PR #15, opened 2016-03-15
Adding support for sharing sqlContext across interpreters

lbustelo:
Fixes https://issues.apache.org/jira/browse/TOREE-166


lbustelo:
sharedsqlcontext

lbustelo:
@chipsenkbeil This is still WIP, but check out what I had to do to get this going. Considering these changes, I feel like we have many unnecessary methods in [Interpreter.scala](https://github.com/apache/incubator-toree/blob/master/kernel-api/src/main/scala/org/apache/toree/interpreter/Interpreter.scala). It seems that `bindSparkContext` and `bindSqlContext` will not be necessary, and rather something that should be API in `kernel` and Interpreters can get a hold during the `init` call.

chipsenkbeil:
@lbustelo, I agree completely with unnecessary methods in the interpreter. Initializing using the kernel object was a goal that Brian and I discussed and it looks like it makes more sense now, although you still have issues like lazily starting a SparkContext (and SQLContext) being bound to the interpreter later (more Scala than PySpark). Of course, if interpreters were made plugins, they could receive a SparkContext/SQLContext event when those were created and bind the variables at that point.

There are methods in the interpreter that are more interpreter-specific (class server uri stemming from the Scala 2.10 interpreter only), have a hideous API (interpret call's return value), or duplicate/confuse other methods (start vs init). Cleaning those up would be excellent.

lbustelo:
@chipsenkbeil Take a look at what I ended up doing in https://github.com/lbustelo/incubator-toree/blob/ShareSqlContext/kernel/src/main/scala/org/apache/toree/boot/layer/ComponentInitialization.scala#L131. 

My goal was to surface the weird dependency between ScalaInterpreter and Kernel out to the ComponentInit level. That way, Kernel is pretty clean of the weirdness.

I also move `start` to be something that is call explicitly for ScalaInterpreter. Don't like how it ends up getting called, but I think that is now major scope creep for this PR. I have no issues with cleaning up the rest of the Interpreter interface and lifecycle as a separate PR.

lbustelo:
Thanks to @Lull3rSkat3r for spotting the missing line of code that got lost during my merge. All tests should pass now.

kernel/src/main/scala/org/apache/toree/boot/layer/ComponentInitialization.scala
```diff
@@ -72,25 +73,23 @@ trait StandardComponentInitialization extends ComponentInitialization {
...
-
     initializeSparkContext(config, kernel, appName)
 
+    interpreterManager.initializeInterpreters(kernel)
+
+    val responseMap = initializeResponseMap()
+
     (commStorage, commRegistrar, commManager,
-      manager.defaultInterpreter.orNull, kernel,
+      interpreterManager.defaultInterpreter.orNull, kernel,
```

= = = = =

» **Assignment**
Copy, from the material above, each line in which the string "during" occurs.

» **Task output**
@chipsenkbeil This is still WIP, but check out what I had to do to get this going. Considering these changes, I feel like we have many unnecessary methods in [Interpreter.scala](https://github.com/apache/incubator-toree/blob/master/kernel-api/src/main/scala/org/apache/toree/interpreter/Interpreter.scala). It seems that `bindSparkContext` and `bindSqlContext` will not be necessary, and rather something that should be API in `kernel` and Interpreters can get a hold during the `init` call.
Thanks to @Lull3rSkat3r for spotting the missing line of code that got lost during my merge. All tests should pass now.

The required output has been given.